Mas não foi bem assim.

Estava suando frio quando cheguei até sua porta. Conferi três vezes a mensagem que o amigo de Mond me mandou para ver se era aquela casa mesmo. Estava tocando uma música bem alta, o que me deixou tranquilo e preocupado ao mesmo tempo. Obviamente estava tendo uma festa ali, então os pais dela não iriam estranhar mais um adolescente aparecendo lá, mas ao mesmo tempo ia ser complicado encontrá-la no meio de tanta gente. E se elas tivessem chamado as primas distantes da Escócia, todas ruivas de olhos azuis ?!
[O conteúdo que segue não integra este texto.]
PR #226, opened 2017-05-17
support for Pattern and Regex

derekmorr:
Support for `java.util.regex.Pattern` and `scala.util.matching.Regex`.

I had to add a new function to core's test suite, `checkReadF` which applies a function to the `Right` value. This is because neither `Pattern` or `Regex` implement structural equality:

```scala
scala> import java.util.regex.Pattern
import java.util.regex.Pattern

scala> val p1 = Pattern.compile("a|b")
p1: java.util.regex.Pattern = a|b

scala> val p2 = Pattern.compile("a|b")
p2: java.util.regex.Pattern = a|b

scala> p1 == p2
res0: Boolean = false

scala> p1.pattern == p2.pattern
res1: Boolean = true
```

So I can't compare two `Pattern`s directly, but if I map them to Strings, via `.pattern()`, I can.

I'm open to suggestions on how to do this more elegantly.

### DIFF
--- a/core/src/main/scala/pureconfig/BasicReaders.scala
+++ b/core/src/main/scala/pureconfig/BasicReaders.scala
@@ -50,8 +50,8 @@ trait UriAndPathReaders {
  */
 trait RegexReaders {
 
-  implicit val patternReader = ConfigReader.fromNonEmptyString[Pattern](catchReadError(Pattern.compile))
-  implicit val regexReader = ConfigReader.fromNonEmptyString[Regex](catchReadError(new Regex(_)))
+  implicit val patternReader = ConfigReader.fromString[Pattern](catchReadError(Pattern.compile))
+  implicit val regexReader = ConfigReader.fromString[Regex](catchReadError(new Regex(_)))
 }
 
 /**
--- a/core/src/main/scala/pureconfig/BasicReaders.scala
+++ b/core/src/main/scala/pureconfig/BasicReaders.scala
@@ -5,8 +5,10 @@ import java.nio.file.{ Path, Paths }
 import java.time._
 import java.time.{ Duration => JavaDuration }
 import java.util.UUID
+import java.util.regex.Pattern
 
 import scala.concurrent.duration.{ Duration, FiniteDuration }
+import scala.util.matching.Regex
 
 import com.typesafe.config._
 import pureconfig.ConvertHelpers._
@@ -41,6 +43,15 @@ trait UriAndPathReaders {
   implicit val uuidConfigReader = ConfigReader.fromNonEmptyString[UUID](catchReadError(UUID.fromString))
   implicit val pathConfigReader = ConfigReader.fromString[Path](catchReadError(Paths.get(_)))
   implicit val uriConfigReader = ConfigReader.fromString[URI](catchReadError(new URI(_)))
+}
+
+/**
+ * Trait containing `ConfigReader` instances for classes related to regular expressions.
+ */
+trait RegexReaders {
+
+  implicit val patternReader = ConfigReader.fromNonEmptyString[Pattern](catchReadError(Pattern.compile))
+  implicit val regexReader = ConfigReader.fromNonEmptyString[Regex](catchReadError(new Regex(_)))
 }
 
 /**
@@ -125,6 +136,7 @@ trait TypesafeConfigReaders {
 trait BasicReaders
   extends PrimitiveReaders
   with UriAndPathReaders
+  with RegexReaders
   with JavaTimeReaders
   with DurationReaders
   with TypesafeConfigReaders
--- a/core/src/test/scala/pureconfig/ConfigConvertChecks.scala
+++ b/core/src/test/scala/pureconfig/ConfigConvertChecks.scala
@@ -5,7 +5,6 @@ import org.scalacheck.Arbitrary
 import org.scalatest.prop.GeneratorDrivenPropertyChecks
 import org.scalatest.{ EitherValues, FlatSpec, Matchers }
 import pureconfig.error.ConfigReaderFailure
-
 import scala.reflect.ClassTag
 
 /**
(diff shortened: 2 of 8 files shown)


ruippeixotog:
Scalatest matchers do not depend directly on the `equals` method of each object. Scalatest has pluggable equality checking - if you provide a custom instance of `Equality[Pattern]`, you can do what you need:

```scala
  it should "compare two patterns correctly" in {
    implicit val patternEquality = new Equality[Pattern] {
      def areEqual(a: Pattern, b: Any) = b match {
        case bp: Pattern => a.pattern == bp.pattern
        case _ => false
      }
    }

    Pattern.compile("a|b") shouldEqual Pattern.compile("a|b")
  }
```

If we make our `checkRead` receive an implicit `Equality[T]` and put the `patternEquality` above somewhere in scope, everything will work as expected and our core test suite will become more integrated with Scalatest :)

derekmorr:
Ah, yes, of course. Not sure why that slipped my mind. I've implemented custom `Equality` instances before. I'll update the PR.

derekmorr:
I've pushed up a new version which passes implicit `Equality[T]` to the functions in ConfigConvertChecks.

core/src/test/scala/pureconfig/ConfigConvertChecks.scala
```diff
@@ -23,7 +23,7 @@ trait ConfigConvertChecks { this: FlatSpec with Matchers with GeneratorDrivenPro
    * because, for instance, multiple representation of `t: T` are possible. Use [[checkRead()]] for those
    * representations.
    */
-  def checkArbitrary[T](implicit cc: ConfigConvert[T], arb: Arbitrary[T], tag: ClassTag[T]): Unit =
+  def checkArbitrary[T](implicit cc: ConfigConvert[T], arb: Arbitrary[T], tag: ClassTag[T], equality: Equality[T]): Unit =
     it should s"read an arbitrary ${tag.runtimeClass.getCanonicalName}" in forAll {
       (t: T) =>
         val result = cc.from(cc.to(t))
```
derekmorr, line 29: I'm not sure we need line 30 here. Calling `result.right.value` already checks if the result is a `Right` and `EitherValues`'s `.value` helper will fail the test if it's a `Left`.

core/src/test/scala/pureconfig/ConfigConvertChecks.scala
```diff
@@ -23,7 +23,7 @@ trait ConfigConvertChecks { this: FlatSpec with Matchers with GeneratorDrivenPro
    * because, for instance, multiple representation of `t: T` are possible. Use [[checkRead()]] for those
    * representations.
    */
-  def checkArbitrary[T](implicit cc: ConfigConvert[T], arb: Arbitrary[T], tag: ClassTag[T]): Unit =
+  def checkArbitrary[T](implicit cc: ConfigConvert[T], arb: Arbitrary[T], tag: ClassTag[T], equality: Equality[T]): Unit =
```
melrief, line 26: Nice improvement!

melrief (approved):

core/src/main/scala/pureconfig/BasicReaders.scala
```diff
@@ -44,6 +46,15 @@ trait UriAndPathReaders {
 }
 
 /**
+ * Trait containing `ConfigReader` instances for classes related to regular expressions.
+ */
+trait RegexReaders {
+
+  implicit val patternReader = ConfigReader.fromNonEmptyString[Pattern](catchReadError(Pattern.compile))
```
ruippeixotog: Shouldn't we allow empty strings to be parsed as regexes? It may not be an overly useful regex, but it's still a valid one. Also, as `patternWriter` can write an empty string, a round-trip test would require `patternReader` to read them, too.

ruippeixotog (changes requested):
Other than the comment below, LGTM!

core/src/main/scala/pureconfig/BasicReaders.scala
derekmorr: Ok, this is fixed in the latest commit.

ruippeixotog (approved):

core/src/test/scala/pureconfig/ConfigConvertChecks.scala
leifwickland: @derekmorr Yeah, I wondered about the same thing when I was in this neighborhood recently. My vote would be to remove it. 

If we want to get separate line numbers reported for left vs right as compared to the equality failing, I'd do:
```
val value = result.right.value
value shouldEqual t
```

core/src/test/scala/pureconfig/equality/package.scala
```diff
@@ -0,0 +1,26 @@
...
+import java.util.regex.Pattern
+
+import scala.util.matching.Regex
+
+import org.scalactic.Equality
+import org.scalactic.TypeCheckedTripleEquals._
+
+package object equality {
+
+  implicit val patternEquality = new Equality[Pattern] {
```
leifwickland: Total nitpick: I'd normally mark these `final` and capitalize the first letter. I don't know that we have a consistent pattern on that in Pureconfig. 
Feel free to ignore me.

core/src/test/scala/pureconfig/equality/package.scala
```diff
@@ -0,0 +1,26 @@
+package pureconfig
+
+import java.util.regex.Pattern
+
+import scala.util.matching.Regex
+
+import org.scalactic.Equality
+import org.scalactic.TypeCheckedTripleEquals._
+
+package object equality {
```
leifwickland, line 10: 👍  Thanks for adding this.

leifwickland (approved):
Nice work, @derekmorr! 
I made some suggestions. Feel free to take 'em or leave 'em.

derekmorr:
@leifwickland Your nits should be addressed in the latest push.

leifwickland:
LGTM

PR #228, opened 2017-05-18
check scaladoc in travis

### LINKED ISSUE #201: Add scaladoc creation test to CI
The lack of `sbt packageDoc` in the building script for travis allows for broken documentation to be merged in master, e.g. in #200. This issue is for adding a check on the scaladoc.

derekmorr:
This fixes #201

### DIFF
--- a/.travis.yml
+++ b/.travis.yml
@@ -6,7 +6,7 @@ scala:
 jdk:
     - oraclejdk8
 script:
-  - sbt ++$TRAVIS_SCALA_VERSION coverage test tut
+  - sbt ++$TRAVIS_SCALA_VERSION coverage test tut doc
   - (cd example ; sbt ++$TRAVIS_SCALA_VERSION test)
 
   # check if there are no changes after `tut` runs


.travis.yml
```diff
@@ -6,7 +6,7 @@ scala:
 jdk:
     - oraclejdk8
 script:
-  - sbt ++$TRAVIS_SCALA_VERSION coverage test tut
+  - sbt ++$TRAVIS_SCALA_VERSION coverage test tut doc
```
leifwickland, line 9: It kind of seems like you'd only want to generate docs for 2.12 (well, the most recent version) if possible, rather than for all versions.
I have no idea if that's possible in Travis.

ruippeixotog: I think there's no problem in compiling docs for all versions. Scaladoc features may not change that much, but I guess we still want to ensure our docs are compatible with all Scala versions.

That said, we can generate docs for 2.12.x only just as we check the tut output:

```
  - if [[ $TRAVIS_SCALA_VERSION =~ '^2\.12.*' ]]; then
      sbt ++$TRAVIS_SCALA_VERSION doc;
      fi
```

ruippeixotog (approved):

leifwickland (approved):

PR #231, opened 2017-05-20
support for Java Enums

### LINKED ISSUE #230: support for java Enum
If possible, I'd like pureconfig to support reading arbitrary java `Enum`s.

derekmorr:
This PR adds support for loading arbitrary Java Enums. For example, we could load `java.time.DayOfWeek` or `java.lang.Character.UnicodeScript`, etc. It would close #230.

### DIFF
--- a/CHANGELOG.md
+++ b/CHANGELOG.md
@@ -7,6 +7,7 @@
     The readers and writers of the inner type are used instead of the ones for products.
   - `ConfigReader` and `ConfigWriter` instances for `Pattern` and `Regex`.
   - `ConfigReader` and `ConfigWriter` for `java.io.File`
+  - `ConfigReader` and `ConfigWriter` for arbitrary Java Enums
 - Bug fixes
   - `Duration.Undefined` is correctly handled when reading and writing configurations. [[#184](https://github.com/melrief/pureconfig/issues/184)]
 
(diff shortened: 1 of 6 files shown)


melrief (approved):

derekmorr:
I wonder if this should be moved into a module. It adds a dependency on scala.reflect in core. I'm not sure of the long-term plans for scala.reflect; I've seen some discussion of scala.meta replacing it. Isolating this in a module reduces future churn for pureconfig's core.

Update: I see we already use `scala.reflect.ClassTag` in many other places in core, so I'm less inclined to move it to a module.

melrief:
@derekmorr the use of `scala.reflect.ClassTag` is because we need the class name and that's the only reliable way that I know to find it. If we find another way to get the class name, we could drop `scala.reflect` from our codebase.

ruippeixotog (approved):
LGTM!

`ClassTag`, despite being part of the `scala.reflect` package, is part of the standard Scala library - we are not introducing an extra dependency here and we already use it in other places. It would be different if we had to depend on [scala-reflect](http://docs.scala-lang.org/overviews/reflection/overview.html), which requires a separate Maven dependency and that's the library that will probably be superseded by scala.meta.

PR #235, opened 2017-05-21
scala-xml module

derekmorr:
This adds a module for loading XML. Admittedly, loading XML from HOCON is an unusual use-case. This was more inspired by refined's XML support.

I'm not sure it's worth merging, but I offer it for what it's worth.


melrief (approved):

leifwickland (approved):
@derekmorr I hope I never need this, but if I do I'll be glad it exists.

Respirei fundo e torci para o melhor. Reuni toda a minha coragem e toquei a campainha. Esperei alguns minutos e vieram abrir a porta.

E adivinha quem abriu ?!

Lá estava ela. Era pequena, tinha cabelos cor de fogo enormes e cacheados, dois olhos azuis muito claros e grandes, e usava um vestido verde de mangas compridas. Como ela era linda. Não sei como, mas senti que mesmo se tivesse um pelotão de ruivas na casa, ainda a reconheceria. Percebi isso da maneira perplexa que ela olhou pra mim.

Não pude evitar de dar um sorriso. Nem dava para acreditar que ela estava na minha frente. Merida, a garota solitária e engraçada com quem eu passei a noite passada conversando sem nem imaginar que estaria aqui agora.

– Merida.... É você !

E foi aí que aconteceu. Nem consegui dar um passo para dentro da casa, só a vi jogando a cabeça para baixo e botando as tripas pra fora praticamente em cima dos meus sapatos, depois caindo desmaiada para trás.

Por um momento pensei que a culpa era a minha e quase tive um ataque de pânico. Será que ela se assustou com a minha aparência ? Nah, não podia ser isso, eu sou lindo ! Então... será que foi tão inesperado que eu aparecesse que ela acabou enfartando de surpresa ?

Meu Deus, matei a garota.

Mas felizmente meu sensor de ridículo despertou e eu assumi que alguém bebeu álcool demais naquela noite.

Ok, tudo bem, ela tinha vomitado e desmaiado sem nem dizer oi. Nada de pânico. Eu só tinha que leva-la até algum lugar onde ela pudesse se lavar e descansar. Mas onde ?!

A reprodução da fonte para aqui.